Your instructions: Please restate, word for word, the lines below that begin at the one with "unless model_class" and end at the one with "(diff shortened: 1 of 2 files shown)". Leave out all other lines.

☆ ☆ ☆ ☆

PR #525, opened 2023-09-06
Refactor loads and authorize resource

kaspth:
I'm trying to see if there's some fairly simple and safe refactoring we could do here. Just because this method is 140 lines long.

### DIFF
--- a/bullet_train-super_load_and_authorize_resource/app/controllers/concerns/bullet_train/loads_and_authorizes_resource.rb
+++ b/bullet_train-super_load_and_authorize_resource/app/controllers/concerns/bullet_train/loads_and_authorizes_resource.rb
@@ -51,7 +51,6 @@ module BulletTrain::LoadsAndAuthorizesResource
       end
 
       model_class = model_class_names.find(&:safe_constantize)
-      model_class_name = model_class.name
       unless model_class
         raise "Your 'account_load_and_authorize_resource' is broken. We tried #{model_class_names.join(" and ")}, but didn't find a valid class name."
       end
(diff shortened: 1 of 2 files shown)


bullet_train-super_load_and_authorize_resource/app/controllers/concerns/bullet_train/loads_and_authorizes_resource.rb
```diff
@@ -135,42 +95,35 @@ def account_load_and_authorize_resource(model, options, old_options = {})
...
+        end
       end
 
       if options[:polymorphic]
         prepend_before_action only: collection_actions do
-          possible_sources_of_parent =
-            through_as_symbols.map { |tas| "@#{tas}" }.join(" || ")
-          eval "@#{options[:polymorphic]} ||= #{possible_sources_of_parent}"
+          unless instance_variable_defined?("@#{options[:polymorphic]}")
+            parent = through_as_symbols.lazy.filter_map { instance_variable_get "@#{_1}" }.first
```
kaspth, line 117: Just to demonstrate how `lazy.filter_map {}.first` works. It's so we only loop through just the amount of calls we need to find and return a match:

```ruby
irb(main):004> [1, 2, 3, 4].filter_map { p _1; _1 if _1.even? }.first
1
2
3
4
=> 2
irb(main):005> [1, 2, 3, 4].lazy.filter_map { p _1; _1 if _1.even? }.first
1
2
=> 2
```

kaspth:
@jagthedrummer I've tried cut down on some the incidental complexity in `account_load_and_authorize_resource` while also removing the `eval` calls. What do you think? Are there certain commits in here that moves too much, that we shouldn't ship?

jagthedrummer:
@kaspth I don't know a whole lot about this class so it may take me a little time to give this a thorough review.

kaspth:
@jagthedrummer hey yeah, good point. I'll try to get back to this, this week.

jagthedrummer:
@kaspth, just wanted to check in on your thoughts on this one. I've been reading the current version of that method, and I think I have at least a little more context as to what all is going on this PR, and I don't see anything that's obviously concerning. But I do still think it would be nice to split each logical change into smaller PRs. I can take a stab at that if you're not able to get to it.

kaspth:
@jagthedrummer oh, I forgot about this! I'll take a look at splitting this up tomorrow.

kaspth:
@jagthedrummer ok, I've split all of these out into 5 different PRs. I've stacked them so part-2 merges into part-1 etc. So if you merge them in order, GitHub should point the PR next-in-line branch back to `main` (I can't remember if GitHub can detect a squashed merge and swap the branch so you may need to do that manually, or delete the `part-n` branch from the previous PR).

This should let you sequence and ship these in several different releases if you want to slow the rollout down a bit.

☆ ☆ ☆ ☆

Task answer:
       unless model_class
         raise "Your 'account_load_and_authorize_resource' is broken. We tried #{model_class_names.join(" and ")}, but didn't find a valid class name."
       end
(diff shortened: 1 of 2 files shown)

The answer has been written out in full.